By Lynnette Harris | November 11, 2020

CAAS Responds to COVID-19


Aggie ice cream masked up
Aggie Ice Cream: Masked up and Ready to Scoop

Aggie Ice Cream fans were without their favorite flavors for six weeks, but the creamery was able to re-open with new safety measures in place. Learn all about Aggie Ice Cream on the Instead podcast launched this year by USU's Office of Research. Episode 32—Cow to Cone: How Aggie Ice Cream is Made featuring Aggie Creamery Manager Dave Irish.


Nutrition from a Distance

Students and faculty quickly became more creative in the spring to finish the semester strong. Among those who found ways to complete projects and other activities were students in Assistant Professor Rebecca Charlton’s nutrition courses. Elise Whithers and Allison Armstrong (pictured here, left to right) partnered with a Spanish teacher to create online nutrition education and cooking demos for high school students who were learning remotely, including the one pictured here featuring foods from Mexico.

nutrition students during covid

Applied Economic
Online Applied Economics Resources

To help food producers navigate markets and distribution systems that became more complex or stopped altogether (some just temporarily) during the pandemic, faculty in the Department of Applied Economics centralized online resources on the APEC website. You’ll find links to the Utah Agricultural Outlook webinar series, farm financial health resources, and the Marketing in Motion blog.


Virtual Field Days

Field days have been important summer activities since the earliest days of the Agricultural College of Utah.
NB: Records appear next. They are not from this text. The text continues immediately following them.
PR #1153, opened 2021-06-09
Drop retired icfg

keszybz:
Rawhide compose failed because icfg was retired yesterday:
https://src.fedoraproject.org/rpms/icfg/c/64ef393a109dd468b1b6950bfef70b2c45b5b903?branch=rawhide
https://pagure.io/releng/failed-composes/issue/2557

### DIFF
--- a/share/templates.d/99-generic/runtime-install.tmpl
+++ b/share/templates.d/99-generic/runtime-install.tmpl
@@ -173,7 +173,7 @@ installpkg python3-pyatspi
 installpkg nano nano-default-editor
 installpkg vim-minimal strace lsof dump xz less
 installpkg wget rsync bind-utils ftp mtr vconfig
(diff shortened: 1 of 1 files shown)


keszybz:
From #anaconda irc channel:

<jkonecny> zbyszek, I wonder why  icfg is in the install environment if it's there not because of Anaconda
<jkonecny> zbyszek, I think it is just a left-over https://bugzilla.redhat.com/show_bug.cgi?id=771733
<jkonecny> it should be pretty safe for removal
<jkonecny> it was added because someone asked but now users shouldn't use package like that to edit ifcfg-* files
<jkonecny> also not sure if that would even work because I don't know if the ifcfg-* files are compatible with icfg-* files

bcl (approved):
Thanks!

PR #1157, opened 2021-06-22
Use wildcard for grub2 modules in livemedia.ks example

bcl:
This will make it easier to use the kickstart on different arches.

Resolves: rhbz#1973530


bcl:
Merged

PR #1158, opened 2021-06-23
runtime-install: Remove gfs2-utils

bcl:
It is not needed on the installer media. Also remove references from
runtime-cleanup.tmpl

Related: rhbz#1975378


VladimirSlavik (approved):
Thank you!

Farmers, ranchers, fruit growers, and in more recent years, native plant growers and turfgrass managers have gathered on our research farms and other research sites around the state to learn about USU’s current research and how to apply it to their operations.
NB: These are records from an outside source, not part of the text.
PR #1170, opened 2021-09-07
Increase root partition of rhel-livemedia.ks to 8000MB

bcl:
Resolves: rhbz#2001942

### DIFF
--- a/docs/rhel-livemedia.ks
+++ b/docs/rhel-livemedia.ks
@@ -33,7 +33,7 @@ bootloader --location=none
 clearpart --all --initlabel
 rootpw rootme
 # Disk partitioning information
-part / --size=6656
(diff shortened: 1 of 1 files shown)


jstodola:
I would prefer if the size was increased more than ~350 MB. We already need like 120 MB (based on bug 2001942), so I'm afraid that sooner or later we will hit this problem again due to the increasing sizes of packages.
Is there any reason for not increasing the size to let's say 8000 MB, which would hopefully be enough for the rest of RHEL-8 release.

bcl:
> Is there any reason for not increasing the size to let's say 8000 MB,

Nope. I just picked the next round looking number :)

jstodola (approved):
It looks good to me, thanks.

This year field days went virtual. Our faculty, student researchers, and technicians like to meet in person with some end-users of their discoveries and expertise, but one benefit of the 2020 events is that they are available online where more people have access. Take a look at this year’s Crops, Fruit Growers, and Center for Water-efficient Landscaping field days on YouTube.

field days

Dean White serving Ice cream
Ice Cream with the Dean

Even a pandemic didn’t stop a Week of Welcome favorite: Ice Cream with the Dean. Instead of scooping and serving long lines of students, Dean Ken White and CAAS administrators, including ASTE Department Head Becki Lawver (shown here with Dean White) masked-up and distributed containers of ice cream.


Equestrian Team Rides On

Members of USU’s equestrian teams continued training while wearing custom masks—like the one shown here on McKenna Osborne—while working together at the Equine Education Center.
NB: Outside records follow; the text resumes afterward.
PR #1175, opened 2021-10-06
Firmware cleanup 2021

AdamWill:
This PR includes a few commits to drop various probably-unnecessary firmware files in runtime-cleanup, to save about 30M on network install images. This will help with them being oversize for F35 and Rawhide currently.

### DIFF
--- a/share/templates.d/99-generic/runtime-install.tmpl
+++ b/share/templates.d/99-generic/runtime-install.tmpl
@@ -17,12 +17,16 @@ installpkg grubby
 %if basearch != "s390x":
     ## skip the firmware for sound, video, and scanners, none of which will
     ## do much good for the installer. Also skip uhd-firmware which is not
-    ## even a kernel firmware package.
+    ## even a kernel firmware package. liquidio and netronome firmwares are
+    ## for enterprise switch devices, netinst deployment does not work on
+    ## these so there is no point shipping them - see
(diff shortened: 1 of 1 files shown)


AdamWill:
@nirik @bcl

AdamWill:
thanks. they're pretty tiny, though, they barely add up to a megabyte, so might not be worth bothering with!

AdamWill:
Thanks! As I'm intending these changes to help us get the F35 images under size, can you do a new release/build/update for F35? I can just backport the patches if you'd prefer, just let me know :)

bcl:
> Thanks! As I'm intending these changes to help us get the F35 images under size, can you do a new release/build/update for F35? I can just backport the patches if you'd prefer, just let me know :)

That probably needs a bug and an exception doesn't it? Since we're past the final freeze date.

bcl:
> FYI, I have a private TODO to re-examine the packages on boot.iso. I looked at that a few months ago and there are just so many things that make zero sense at first glance that it's hard to believe. I think the buildup to F34/RHEL9 brought a lot of stuff through some kind of churn. However I didn't check how many of these are cleaned up by the templates.

Inertia is a better description :) I tend to make minimal changes once something has been added since it's hard to know what really depends on it. IIRC the majority of the growth over time has been the firmware blobs but I'm sure there's room for improvement in other areas.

McKenna Osborne with a mask

woman working with plants
Work Goes on at the Teaching Greenhouse

Students had already successfully started plants in their labs when the switch to 100% online instruction happened in the spring. Students continued caring for plants but with smaller crews. Annual plant sales from the Young Teaching Greenhouse and Plant Shop support Plant Science Club learning activities. This year's sale went online for curbside pick-up and wrapped up with a one-day, outdoor sale.


Gathering While Distancing

When you have to re-think the annual CAAS Faculty and Staff Retreat it helps to be the college with an airplane hangar. Some attended online and other attended one of two socially distanced sessions at the Logan-Cache Airport.

Dean Ken White and Gary Straquadine, Associate Vice President for Career and Technical Education and Vice Provost at USU Eastern shared a congratulatory elbow bump that replaced the event's usual handshakes.

Ken speaking at faculty retreat and the elbow bump with Gary Straquadine

students working outside on soils
Soils Lab: Fall 2020 Edition

Since it’s impossible to put much distance between students and faculty in a soil pit, even outdoor labs require face coverings this semester.